To use a different cloud provider and region, `aws` and `us-west-2` for example, execute the following before running the script:
```text
export CLOUD=aws
export REGION=us-west-2
```

Here's some common regions for AWS, Azure and GCP consult the different cloud providers documentation for more complete region listings.

|Provider | Region |
|---------|--------|
| aws     | us-east-1 |
| aws     | us-west-2 |
| azure   | eastus    |
| azure   | westus    |
| gcp     | us-east1  |
| gcp     | us-west1  |

To run the application execute the following commands:
1. `./build-cluster.sh`
2. `dotnet clean && dotnet build`
3. `dotnet run kafka.properties`

After executing `dotnet run...` you should see log output similar to this:
```text
2022-11-30 19:11:30.8839 INFO TplKafka.TplKafkaStreaming.Main-90: Starting the source block
2022-11-30 19:11:30.9498 INFO TplKafka.TplKafkaStreaming.Main-94: Starting the sink block
2022-11-30 19:11:30.9515 INFO TplKafka.TplKafkaStreaming.Main-102: Start processing records at 11/30/2022 7:11:30 PM
Hit any key to quit the program
2022-11-30 19:11:30.9525 INFO TplKafka.Source.KafkaSourceBlock.Start-46: Subscribed to topic
2022-11-30 19:11:31.8507 INFO TplKafka.TplKafkaStreaming.Main-58: consumer tplConsumer-92cf31b0-ad53-4f9e-9a57-360841095d91 had partitions tpl_input [[0]],tpl_input [[1]],tpl_input [[2]],tpl_input [[3]],tpl_input [[4]],tpl_input [[5]] assigned
```

To stop the application from running just hit any key.

### Cleaning up

This application uses real resources on Confluent Cloud so it's important to clean everything up when done to avoid any unnecessary charges.
There is another script [teardown.sh](teardown.sh) that will clean everything up that you created in the previous step.

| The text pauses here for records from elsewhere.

PR #10472, opened 2024-11-20
Use teleport permission for alliance

uecasm:
Closes [discord request](https://discord.com/channels/472875599422291968/473575384445878273/1307643419354464286)

- Colonies are now considered as "allies" if the owners mutually have "teleport to colony" permission in the other colony.
    - By default, Friend and higher have this permission enabled, so now Friend is sufficient to enable teleportation; Manager is no longer required.
    - This permission didn't otherwise do anything at all in current versions.
    - Teleportation still requires the originating colony to be at least level 3 and the person doing the teleportation requires permission to access hut blocks (usually also Friend and above, but beware: it's possible to be unable to return if the destination colony is less than level 3 or you don't have permission).
    - Abandoned colonies still disable teleportation, even if you're officer/manager.
- Rescales teleport button text so that it's actually readable.

## Testing

Review please (could port)

### DIFF
--- a/src/main/java/com/minecolonies/core/colony/ColonyView.java
+++ b/src/main/java/com/minecolonies/core/colony/ColonyView.java
@@ -8,6 +8,7 @@ import com.minecolonies.api.colony.buildings.views.IBuildingView;
 import com.minecolonies.api.colony.buildings.workerbuildings.ITownHallView;
 import com.minecolonies.api.colony.fields.IField;
 import com.minecolonies.api.colony.managers.interfaces.*;
+import com.minecolonies.api.colony.permissions.Action;
 import com.minecolonies.api.colony.permissions.ColonyPlayer;
 import com.minecolonies.api.colony.permissions.IPermissions;
 import com.minecolonies.api.colony.permissions.Rank;
@@ -31,6 +32,7 @@ import com.minecolonies.core.colony.buildings.views.AbstractBuildingView;
 import com.minecolonies.core.colony.buildings.workerbuildings.BuildingTownHall;
 import com.minecolonies.core.colony.managers.ResearchManager;
 import com.minecolonies.core.colony.managers.StatisticsManager;
+import com.minecolonies.core.colony.permissions.Permissions;
 import com.minecolonies.core.colony.permissions.PermissionsView;
 import com.minecolonies.core.colony.requestsystem.management.manager.StandardRequestManager;
 import com.minecolonies.core.colony.workorders.AbstractWorkOrder;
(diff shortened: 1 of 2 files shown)


uecasm:
Side note: when you actually click the button you get a confirmation message in chat that you have to click on, which seems more annoying than helpful.  Is there a good reason for that or can I kill it?

Raycoms:
I would leave the original ally requirement in place, as this was not created for the sake of teleportation alone and will be subject to some larger reworks in the future. I would target the problem from the other side. I would add a permission for "getting achievements" people can add to ranks instead.

uecasm:
> I would leave the original ally requirement in place, as this was not created for the sake of teleportation alone and will be subject to some larger reworks in the future.

But currently it's not used for anything else, and at such a time that the rework happens the teleportation can be reworked too.

Though "owners being mutually friends" does not sound like a bad initial definition for "these colonies are allies", regardless.

> I would target the problem from the other side. I would add a permission for "getting achievements" people can add to ranks instead.

That might be useful for other reasons, but would not solve this problem, since it would still limit teleportation to managers -- and managers have significantly more power in a colony.  **That** is what I am actually trying to fix, to reduce the number of colony managers.  That rank should only really be used for truly co-op colonies, not for "occasional helper" or "just wants to teleport".

And it would require UI rework to allow teleportation without Ally status, if that were left unmodified.

So this is both the minimal effective change for teleportation and also a good way to reduce managers.

Raycoms:
> > I would leave the original ally requirement in place, as this was not created for the sake of teleportation alone and will be subject to some larger reworks in the future.
> 
> But currently it's not used for anything else, and at such a time that the rework happens the teleportation can be reworked too.
> 
> Though "owners being mutually friends" does not sound like a bad initial definition for "these colonies are allies", regardless.
> 
> > I would target the problem from the other side. I would add a permission for "getting achievements" people can add to ranks instead.
> 
> That might be useful for other reasons, but would not solve this problem, since it would still limit teleportation to managers -- and managers have significantly more power in a colony. **That** is what I am actually trying to fix, to reduce the number of colony managers. That rank should only really be used for truly co-op colonies, not for "occasional helper" or "just wants to teleport".
> 
> And it would require UI rework to allow teleportation without Ally status, if that were left unmodified.
> 
> So this is both the minimal effective change for teleportation and also a good way to reduce managers.

yes, I understand your reasoning. But the teleport here was never intentioned for everyone in the world to super easily set up teleportation links, but rather for close allies to teleport to eachother. The future setup will require a bit more of a setup for this, so we don't want to make it a whole lot easier now just to "remove" this later in favor of the new system.

Raycoms:
Superceded by the soon to be coming colony connection (within next week)

PR #10509, opened 2024-12-07
Raid fixes

someaddons:
Closes #
Closes #

- Rework raid messages for raid ending, they now got an individual finished message followed by a general victory message for the whole raid
- Fix campfires getting spawned incorrectly, due to not loading a chunk when required to
- Reworked North/South directions util, it is now split into 8 sections a 45° to give proper ranges for North/Northeast etc
- Fix door break speed, research no longer strengthens normal doors and doors break slightly faster with more raiders hitting it.
- Improved despawn of few remaining raiders to not stall raids for longer than needed
- Full raid end is now handled by the raid manager
- Added more message variants to raid end messages
- Removed attackspeed scaling from archers, as those already scale in attack damage

## Testing

Review please


Raycoms (approved):

src/main/java/com/minecolonies/core/entity/ai/workers/guard/RangerCombatAI.java
```diff
@@ -233,9 +235,7 @@ protected double getAttackDistance()
     @Override
     protected int getAttackDelay()
     {
-        // TODO: Maybe better for balancing to not increase damage and speed, looks odd and drains arrows/bow durability
-        final int attackDelay = RANGED_ATTACK_DELAY_BASE - (user.getCitizenData().getCitizenSkillHandler().getLevel(Skill.Adaptability));
-        return Math.max(attackDelay, PHYSICAL_ATTACK_DELAY_MIN * 2);
+        return RANGED_ATTACK_DELAY_BASE;
```
Raycoms, line 238: Maybe we want to alter base slightly then?

someaddons: based 60 ticks seemed nice visually, so dont think we need to

PR #10525, opened 2024-12-11
Dontcrash

Raycoms:
Closes #
Closes #

- Dont crash with empty stack, but log error so we can find origin more easily. Better log spam than exceptions
-

## Testing

Review please


src/main/java/com/minecolonies/api/colony/requestsystem/requestable/crafting/AbstractCrafting.java
```diff
@@ -59,7 +60,7 @@ public AbstractCrafting(@NotNull final ItemStack stack, final int count, final i
 
         if (ItemStackUtils.isEmpty(stack))
         {
-            throw new IllegalArgumentException("Cannot deliver Empty Stack.");
+            Log.getLogger().error("Created Empty Stack", new Exception());
```
someaddons, line 63: should return here to prevent setting the size on the empty staack below

someaddons (approved):

PR #10557, opened 2024-12-26
Fix jmap integration

Thodor12:
Closes [discord report](https://discord.com/channels/139070364159311872/1003402487417548801/1321768200186236979) Journeymap no longer seems to be working

- Removed a SubscribeEvent annotation, this caused Neoforge to assume the method was a Neoforge event handler, throwing an exception because the parameter wasn't an Event class. This was a silent exception caused during the Jmap plugin load, causing the plugin not to start.

## Testing

Review please

### DIFF
--- a/src/main/java/com/minecolonies/core/compatibility/journeymap/EventListener.java
+++ b/src/main/java/com/minecolonies/core/compatibility/journeymap/EventListener.java
@@ -54,7 +54,6 @@ public class EventListener
         }
     }
 
-    @SubscribeEvent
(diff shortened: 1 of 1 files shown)


Raycoms:
But is this still properly called?

Thodor12:
Yeah, I booted it up and made sure it works, and it does. In 1.20 it works too so that ain't the problem.

uecasm:
It worked when we were using the shared event bus.  It still seems weird that we've split that off; it's likely to confuse addon mod makers by not following conventions.

PR #11386, opened 2025-11-21
Small field rework

Raycoms:
Closes #
Closes #

- Adjust importance of some of the notify messages
- Allow fields to persist the size in the tileEntity (for style designers) (Also allow setting the field size outside of a colony)
- Allow fields to be more dynamic in size (e.g. not only a radius of 5, but they could also be long and thin).
- Adjust some of the farmer logic a little bit

## Testing

Review please

### DIFF
--- a/src/main/java/com/minecolonies/core/blocks/BlockScarecrow.java
+++ b/src/main/java/com/minecolonies/core/blocks/BlockScarecrow.java
@@ -178,7 +178,7 @@ public class BlockScarecrow extends AbstractBlockMinecoloniesDefault<BlockScarec
         final IColony colony = IColonyManager.getInstance().getColonyByPosFromWorld(worldIn, pos);
         if (colony != null)
         {
-            colony.getBuildingManager().addBuildingExtension(FarmField.create(pos));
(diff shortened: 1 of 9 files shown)


Thodor12:
Could this be done via NBT tags perhaps (or components I guess). Otherwise I'm going to have to rework it again in my code because I cannot support fixed stuff locked in the TE, that's not dynamic

Raycoms:
> Could this be done via NBT tags perhaps (or components I guess). Otherwise I'm going to have to rework it again in my code because I cannot support fixed stuff locked in the TE, that's not dynamic

We need it in the tileEntity otherwise it won't be saved in the schem properly.

Thodor12:
But nbt/components are saved too, are they not? I specifically took everything out of the TE upon the first rework to the field system.

I will have to remove this again on my own update later if this is kept.

MotionlessTrain:
Components are on items, are they not?
The schematics only have blocks in them, not the field item (unless someone put it in an inventory, which they shouldn’t)

someaddons (approved):

PR #11389, opened 2025-11-22
finish crafter cleanup

Raycoms:
Closes #
Closes #

- Crafter rework, go through the same main crafter loop to simplify secondary crafting types.
- Adjust Smelter crafter and concrete mixer to this.
- Don't place construction tape for pasted buildings

## Testing

Review please


src/main/java/com/minecolonies/core/colony/buildings/modules/AbstractCraftingBuildingModule.java
```diff
@@ -1074,21 +1080,6 @@ public String getId()
...
-                    hasFuel = true;
-                    break;
-                }
-            }
-
-            if (!hasFuel)
-            {
-                return null;
-            }
             return super.getFirstFulfillableRecipe(stackPredicate, count, considerReservation);
```
someaddons: how about we remove this override when all it does is calling super? :D

someaddons (approved):

PR #11392, opened 2025-11-24
Rework environmental damage adaption of raiders

someaddons:
Closes #
Closes #

- Raiders no longer are fully environmental damage immune, instead we use a hybrid approach allowing the player to weaken them with traps but not kill them. Depending on difficulty the raiders will survive with 20-60% health left.
- Invulnerability frame for environmental damage is now 1.5sec and no longer scales

## Testing

Review please


Raycoms:
Please port

PR #11396, opened 2025-11-25
Introduce proper solution for operator bypass permissions

Thodor12:
- Allows each action to define whether operator bypassed is allowed for the given action
- Disables allowance on guard_attack

## Testing

Review please


someaddons (changes requested):
The op rank is much cleaner/more elegant of a solution, it is not only guard attack which has issues with allowing all

Thodor12:
I disagree, that's very dirty code and this can achieve the same, whilst being directly configurable on the action itself.

Thodor12:
Ray asked me for a fix, I had no time yesterday, so Ray made a temporary solution. This is my solution.

someaddons:
we have permissions for receiving messages, op will get all messages of all colonies. We have permissions for keeping a colony loaded, OP keeps all colonies loaded etc.....

Having a dedicated rank allows us to nicely select the permissions needed, it is by no means "dirty code"

Thodor12:
And now you define it in the action itself which can be operator bypassed, also a nice list. I checked the difference in permissions:

```
    GUARDS_ATTACK(1),
    EDIT_PERMISSIONS(4),
    RECEIVE_MESSAGES(6),
    EXPLODE(22),
    RECEIVE_MESSAGES_FAR_AWAY(23),
    CAN_KEEP_COLONY_ACTIVE_WHILE_AWAY(24),
    HURT_CITIZEN(26),
    HURT_VISITOR(27),
    MAP_DEATHS(29),
```

Thodor12:
The message things, sure.

But the other ones make no sense to have them disabled. I can hurt citizens if I want, I can hurt visitors if I want. I can edit the permissions if I want, don't even know what map deaths is for

Thodor12:
Also sidenote, what the hell do we even have an EXPLODE permission for?

MotionlessTrain:
Afaik whether you are allowed to set off tnt using flint and steel or a flame arrow

uecasm:
Aren't both of these going to make permissions entirely useless in an SP creative test world?

Thodor12:
> Aren't both of these going to make permissions entirely useless in an SP creative test world?

What permissions do you have to worry about in an SP world to begin with, where you're the only player acting as a colony owner?

> Afaik whether you are allowed to set off tnt using flint and steel or a flame arrow

That is not bound to the player, the explosion action determines whether an explosion event can be set off. The entity in question is not a player, it's the tnt block entity causing the explosion.

Thodor12:
Also this solution will stay as I pointed out to Ray in DM. If you were to add new permissions you must immediately think when making the action whether it should be OP or not.

If you have a separate rank list, in another file, you will not be prompted to think about whether this is OP overridable, so it's going to end up being forgotten, and then you end up with more permissions that are suddenly not OP overridable.

Better to think of it the first time around when you implement it, rather than having to come back later to a bug report.

uecasm:
> What permissions do you have to worry about in an SP world to begin with, where you're the only player acting as a colony owner?

Previously you were able to abandon a colony and demote yourself from officer or downgrade officer perms, and they applied, so could be tested.

> you will not be prompted to think about whether this is OP overridable

You're not exactly prompted with an optional arg 😛

Raycoms:
I thought long and hard about it and I think the current version is the best option. The operator bypass is more of a niche thing compared to the full system and especially now with the cleanup we got rid of all the constructor arguments, so I don't want to introduce a new one for this niche application. Esp considering the current one works well

PR #11401, opened 2025-11-26
flatten saturation and only decrease during day

Raycoms:
Closes #
Closes #

- Don't decrease at night
- Flatten curve a bit

## Testing

Review please

### DIFF
--- a/src/main/java/com/minecolonies/core/entity/citizen/EntityCitizen.java
+++ b/src/main/java/com/minecolonies/core/entity/citizen/EntityCitizen.java
@@ -1908,7 +1908,7 @@ public class EntityCitizen extends AbstractEntityCitizen implements IThreatTable
      */
     private boolean decreaseIdleSaturation()
     {
-        if (citizenData != null && level() != null && !level().isNight())
+        if (citizenData != null && level() != null && !level().isNight() && !citizenSleepHandler.isAsleep())
         {
             final int buildingLevel = citizenData.getHomeBuilding() == null ? 0 :  citizenData.getHomeBuilding().getBuildingLevelEquivalent();
             double decrease = switch (buildingLevel)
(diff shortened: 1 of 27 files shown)


someaddons (dismissed):

src/main/java/com/minecolonies/core/entity/citizen/EntityCitizen.java
```diff
@@ -1908,12 +1908,12 @@ public int getTeamId()
      */
     private boolean decreaseIdleSaturation()
     {
-        if (citizenData != null)
+        if (citizenData != null && level() != null && !level().isNight())
```
Thodor12: Maybe better to switch this to check if the citizen is sleeping? (To cope with the research that extends working day)

MotionlessTrain: What if you don’t have a tavern or residences yet (at the start of the game). Not sure whether citizens would then be sleeping

Raycoms: Intentionally not making it citizen sleeping because we don't want to "over incentivize players sleeping the nights away".

Thodor12: Should you at least respect the working hours that the research respects then, rather just asking Minecraft if it's night?

Raycoms: If I'm not mistaken, citizens tend to finish work early to have enough time to get home before it gets night. I think they don't extend work into the night, but just finish a bit later.

Also, the idea is that the time we ignore is the "unproductive time the player can skip by sleeping". This is the time that should matter for this.

someaddons (approved):

PR #11402, opened 2025-11-26
Cavalry 2 of 4 (CavalryHorseEntity)

armele:
Closes None

# Context
PR 1 of 4: Tags & associated utility methods. (Complete)
**PR 2 of 4: Cavalry Horse Entity (This PR)**
PR 3 of 4: Stable, Stablemaster and Horse Goals
PR 4 of 4: Cavalry Job

Second: Cavalry Horse Entity 
- These are required for both the stable and cavalry job
- It will have no impact on gameplay (though someone could /summon a horse entity, if desired)

## Testing

Review please


src/main/java/com/minecolonies/core/entity/other/cavalry/CavalryHorseEntity.java
```diff
@@ -0,0 +1,876 @@
...
+import net.minecraft.world.entity.ai.goal.BreedGoal;
+import net.minecraft.world.entity.ai.goal.FloatGoal;
+import net.minecraft.world.entity.ai.goal.FollowParentGoal;
+import net.minecraft.world.entity.ai.goal.LookAtPlayerGoal;
+import net.minecraft.world.entity.ai.goal.RandomLookAroundGoal;
+import net.minecraft.world.entity.ai.goal.RandomStandGoal;
+import net.minecraft.world.entity.ai.goal.WaterAvoidingRandomStrollGoal;
+import net.minecraft.world.entity.ai.navigation.PathNavigation;
+
+public class CavalryHorseEntity extends Horse
```
someaddons: missing javadoc on the class and its fields

src/main/java/com/minecolonies/core/entity/other/cavalry/CavalryHorseEntity.java
```diff
@@ -0,0 +1,876 @@
...
+
+    /**
+     * A slimmed version of the tick function that only runs on the server side.
+     * This function is responsible for updating the horse's slim state based on 
+     * whether it is being ridden by a guard or trainer. If the horse is being ridden, 
+     * it will be slimmed. Otherwise, it will not be slimmed unless it is unable to 
+     * widen safely, in which case it will be given a certain number of ticks to try 
+     * and move to a safe location.
+     */
+    protected void slimTick()
```
someaddons: think I'd just not do this for performance reasons, we can just keep the slim hit/collision box and make it look bigger visually

src/main/java/com/minecolonies/core/entity/other/cavalry/CavalryHorseEntity.java
```diff
@@ -0,0 +1,876 @@
...
+     * A portion of that damage is also applied to the combat cooldown counter.
+     *
+     * @param damageSource the source of the damage
+     * @param damageAmount the amount of damage to apply
+     * @return true if the damage was applied, false otherwise
+     */
+    @Override
+    public boolean hurt(@Nonnull DamageSource damageSource, float damageAmount)
+    {
+        // TODO: Create research that provides combat cooldown mitigation
```
someaddons: we also need to decide whether horse and rider are one unit togher and die together, or if the horse can die and the guard dismounts(horse does take damage first then?)

src/main/java/com/minecolonies/core/client/render/CavalryOverlayLayer.java
```diff
@@ -0,0 +1,60 @@
...
+import net.minecraft.client.renderer.entity.RenderLayerParent;
+import net.minecraft.client.model.HorseModel;
+import net.minecraft.resources.ResourceLocation;
+import net.minecraft.world.entity.animal.horse.Horse;
+
+import javax.annotation.Nonnull;
+import com.minecolonies.api.util.constant.Constants;
+import com.minecolonies.core.entity.other.cavalry.CavalryHorseEntity;
+
+public class CavalryOverlayLayer extends RenderLayer<Horse, HorseModel<Horse>>
```
Raycoms, line 17: javadoc on class and constructor

src/main/java/com/minecolonies/core/entity/other/cavalry/CavalryHorseEntity.java
```diff
@@ -0,0 +1,876 @@
...
+    private static final String NBT_COMBAT_COOLDOWN = "combatCooldown";
+
+    private static final int RESERVATION_EXPIRATION_LIMIT = 200;
+    private int reservationExpiration = 0;
+
+    /*
+     * A measure of how unprepared for combat a mount is, representing damaged equipment, morale,
+     * fatigue or other non-HP factors.
+     */
+    private static final EntityDataAccessor<Float> DATA_COMBAT_CD =
```
Raycoms: If possible, I'd avoid these. We should probably have a representation of the horse in the colony somewhere with a server/client side version that we sync ourselves manually.

We still have those in the citizens but I want to get rid of them for a while as they're quite slow to access and result in inconsistencies sometimes.

src/main/java/com/minecolonies/core/entity/other/cavalry/CavalryHorseEntity.java
```diff
@@ -0,0 +1,876 @@
...
+    {
+        super.onSyncedDataUpdated(key);
+
+        if (key == DATA_IS_SLIM) 
+        {
+            this.refreshDimensions();
+        }
+    }
+
+    public void setStable(BlockPos pos, ResourceKey<Level> dim)
```
Raycoms: Yeah, all this kind of data like stable pos should just be in the colony representation of the horse.

Raycoms: This way, we can similar to citizens, respawn/recall horses for example. We always know where they are even if the chunk is unloaded

src/main/java/com/minecolonies/core/entity/other/cavalry/CavalryHorseEntity.java
Raycoms: Yeah, it's probably fine to always have the small collision box, but have a larger hit box.

src/main/java/com/minecolonies/core/entity/other/cavalry/CavalryHorseEntity.java
```diff
@@ -0,0 +1,876 @@
...
+        super.tick();
+        // logActiveGoals();
+
+        if (!level().isClientSide)
+        {
+            slimTick();
+
+            if (hasReservation())
+            {
+                if (reservationExpiration > RESERVATION_EXPIRATION_LIMIT)
```
Raycoms, line 485: these reservations I'd also have on the colony level. And we can "slow tick" them down there too just fine.

src/main/java/com/minecolonies/core/entity/other/cavalry/CavalryHorseEntity.java
Raycoms: Good point. Maybe we "sum" their health together and I think it's fine for them to die together then too.

armele:
Thanks for all the feedback. When you talk about having things "on the colony level", and syncing them ourselves - could you point me to a similar pattern that already exists?  I'll follow that for a model.

Raycoms:
> Thanks for all the feedback. When you talk about having things "on the colony level", and syncing them ourselves - could you point me to a similar pattern that already exists? I'll follow that for a model.

CitizenData/CitizenDataView

src/main/java/com/minecolonies/core/entity/other/cavalry/CavalryHorseEntity.java
armele: For this scenario when the rider dismounts (to go and eat, for example, or go to sleep) I intend to implement a proportional split of the "combined entity" health based on each separate entities max health.  Let me know if you recommend a different approach.

armele:
Just to be sure I'm not going down the wrong path here, moving the synced data elements, stable position, reservations, etc off the entity to the colony level will result in something like this:

IAnimalManager -> Model on IEntityManager
AnimalManager implements IAnimalManager

IAnimalData -> Model on ICitizenData
AnimalData implements IAnimalData

IAnimalDataView -> Model on ICitizenDataView
AnimalDataView implements IAnimalDataView

ColonyViewAnimalViewDataMessage -> Model on ColonyViewCitizenViewMessage

-- Integrate manager into Colony
-- Integrate manager into ColonyPackageManager
-- Integrate manager into ColonyView
-- Update cavalry logic to use AnimalManager

**Edit: I want to confirm that I am going down this path, by the way.  It may be a few days before the refactoring and retesting is complete.**

armele:
Significantly refactored things to introduce the AnimalData/AnimalDataView pattern suggested. Code changes with this PR are now more intrusive, but will support a much nicer division of labor.  Introduced the IManagedAnimal interface, allowing animals other than cavalry horses to be supported with this structure.

someaddons (approved):

Raycoms:
Please port

PR #11410, opened 2025-11-29
Fix postbox minimum stock not working [1.20]

Thodor12:
See #11409


armele:
Worth adding a log statement for the null condition, in case the module check gets flipped to the other notation again?

Thodor12:
> Worth adding a log statement for the null condition, in case the module check gets flipped to the other notation again?

Nah, it's not that desperate enough that it needs logging. I'm more so confused why this got changed to begin with.

PR #11411, opened 2025-11-30
Simplify permissions

Raycoms:
Closes #
Closes #

- Remove unused isSubscriber option
- Move hostile options like attack guards to hostile type instead of being a permission that confuses player
- Move loading colony & messages to colony manager instead of separate perms
- Remove free block perms and make it !hostile

## Testing

Review please

### DIFF
--- a/src/main/java/com/minecolonies/api/colony/permissions/Action.java
+++ b/src/main/java/com/minecolonies/api/colony/permissions/Action.java
@@ -8,7 +8,7 @@ public enum Action
     //counts for citizen and huts.
     ACCESS_HUTS(0),
     //If guards can attack, player can attack back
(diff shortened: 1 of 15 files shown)


someaddons (approved):

uecasm:
A useful thing with the previous implementation is that you could give someone perms equivalent to officer without making them a colony manager, which still limits the kinds of things they can do (most notably, commands).

Raycoms:
> A useful thing with the previous implementation is that you could give someone perms equivalent to officer without making them a colony manager, which still limits the kinds of things they can do (most notably, commands).

That was part of the intention. People would set "a lot of people" into "all on" and would load a lot more colonies, potentially get them raided etc.

PR #11412, opened 2025-11-30
Pathfinding stuckhandler improvement

someaddons:
- Improved stuckhandler, it now tries to advance the path node index as intended and reduced initial delay to 5 seconds

## Testing
- [x ] Yes I tested this before submitting it.

Review please

### DIFF
--- a/src/main/java/com/minecolonies/core/entity/pathfinding/navigation/MinecoloniesAdvancedPathNavigate.java
+++ b/src/main/java/com/minecolonies/core/entity/pathfinding/navigation/MinecoloniesAdvancedPathNavigate.java
@@ -939,6 +939,14 @@ public class MinecoloniesAdvancedPathNavigate extends AbstractAdvancedPathNaviga
     @Override
     protected void followThePath()
     {
+        if (path.getNextNodeIndex() == 0)
+        {
+            if (BlockPosUtil.dist(path.getNextNodePos(), ourEntity.blockPosition()) > 2)
+            {
+                Log.getLogger().warn("far distance for start");
+            }
+        }
+
         // TODO: Rework pathfollow
         getSpeedFactor();
         final int curNode = path.getNextNodeIndex();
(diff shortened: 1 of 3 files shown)


src/main/java/com/minecolonies/core/entity/pathfinding/navigation/MinecoloniesAdvancedPathNavigate.java
```diff
@@ -939,6 +939,14 @@ private boolean handleEntityInWater(int oldIndex, final PathPointExtended pEx)
     @Override
     protected void followThePath()
     {
+        if (path.getNextNodeIndex() == 0)
+        {
+            if (BlockPosUtil.dist(path.getNextNodePos(), ourEntity.blockPosition()) > 2)
+            {
+                Log.getLogger().warn("far distance for start");
```
Raycoms: keep this in?

src/main/java/com/minecolonies/core/entity/pathfinding/navigation/PathingStuckHandler.java
```diff
@@ -341,6 +334,23 @@ private void tryUnstuck(final NAV navigator)
         }
         delayToNextUnstuckAction = 50;
 
+        if (stuckLevel < 0)
```
Raycoms, line 337: Does this mean for the first 25 seconds it tries to go index by index ahead?

src/main/java/com/minecolonies/core/entity/pathfinding/navigation/MinecoloniesAdvancedPathNavigate.java
someaddons: uh no :D

src/main/java/com/minecolonies/core/entity/pathfinding/navigation/PathingStuckHandler.java
someaddons: yes and no, it goes index by index 5times and waits 1.5sec after to see if that caused progression on the path. All those values are in ticks, so 30 = 1.5sec

PR #11413, opened 2025-12-01
Refactor settings

armele:
Closes None

- Refactor SettingsModuleWindow to allow it to be extended with a different UI layout, if desired.
- Use case: I intend to add a button to the settings window for a custom building in the Trade Post mod.

## Testing

Review please


src/main/java/com/minecolonies/core/client/gui/modules/SettingsModuleWindow.java
```diff
@@ -112,4 +112,13 @@ public void updateElement(final int index, @NotNull final Pane rowPane)
             }
         });
     }
+
+    /**
+     * Gets the resource location for the window's layout.
+     * @return the resource location
+     */
+    protected static ResourceLocation getWindowResourceLocation()
```
someaddons, line 120: static?

armele: Doesn't change per instance - but more importantly can't call a non static function from the super() call in the constructor.

Thodor12: Protected static is a bad idea, give an alternative constructor in that case. However realistically, is this needed? The setting components can already provide their own view, this specific view is just a simple list that aggregates all the settings.

someaddons: when this call is a static util this PR simply does nothing. Compiler will inline the call and its literally the same as before? :D

armele: Ah, silly me... I thought I could still override it in a child.  Ok, I will close this PR and rethink the approach.

Thodor12:
```java
    public SettingsModuleWindow(final SettingsModuleView moduleView)
    {
        this(moduleView, new ResourceLocation(Constants.MOD_ID, "gui/layouthuts/layoutsettings.xml"));
    }

    protected SettingsModuleWindow(final SettingsModuleView moduleView, final ResourceLocation windowId)
    {
        super(moduleView, windowId);
        settingsList = window.findPaneOfTypeByID(LIST_SETTINGS, ScrollingList.class);
    }
```

Thodor12: That being said, I do not think this is a good idea. These windows enforce the existence of certain GUI objects. I do not want to leave that up to chance to an addon to fill correctly. That's why you should be making your own modules for this stuff.

armele: That's fair. My approach so far has been to introduce new modules for things significantly different (trade connections, recycler status, pet assignment, etc) and to adapt modules where things are very similar (item lists).  I'll bias more towards new modules unless the functionality is identical.

Thodor12: I'd recommend you actually create a custom setting class that actually incorporates your button you wanted. That way you do not have to stray from the settings module default implementation at all. You can design individual setting options exactly how you feel like.

armele: Excellent, thanks for the tip... I'll explore that.

PR #187, opened 2017-02-07
Fix footer links so that they're centered

jerryliu55:
The footer links on each page were off-centre. This centres them again.

before:
image

after:
image


tgxworld:
Thank you!!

Execute the following command to remove the cluster, topics, and the datagen connector.
```text
./teardown.sh
```

### Application details

This application simulates a workflow where the input events are a `Purchase` object.  It uses a [Quick Start Datagen Source Connector](https://docs.confluent.io/cloud/current/connectors/cc-datagen-source.html#datagen-source-connector-for-ccloud) to provide
the input records with the following structure:
```json
{
  "id": "long",
  "item_type": "string",
  "quantity": "long"
}
```

The [purchase-datagen.json](purchase-datagen.json) file included in the project defines the required parameters for starting the datagen source connector.  The connector will produce
a record approximately every 10 milliseconds.  To change the rate of records produced into the `tpl_input` topic you can update the `max.interval` field 
on the `purchase-datagen.json` file to the desired value.

Note that `build-cluster.sh` script generates a temporary `json` file for creating the connector via the command line.  This is done because an API key and secret are required
and those values should never get committed into GitHub.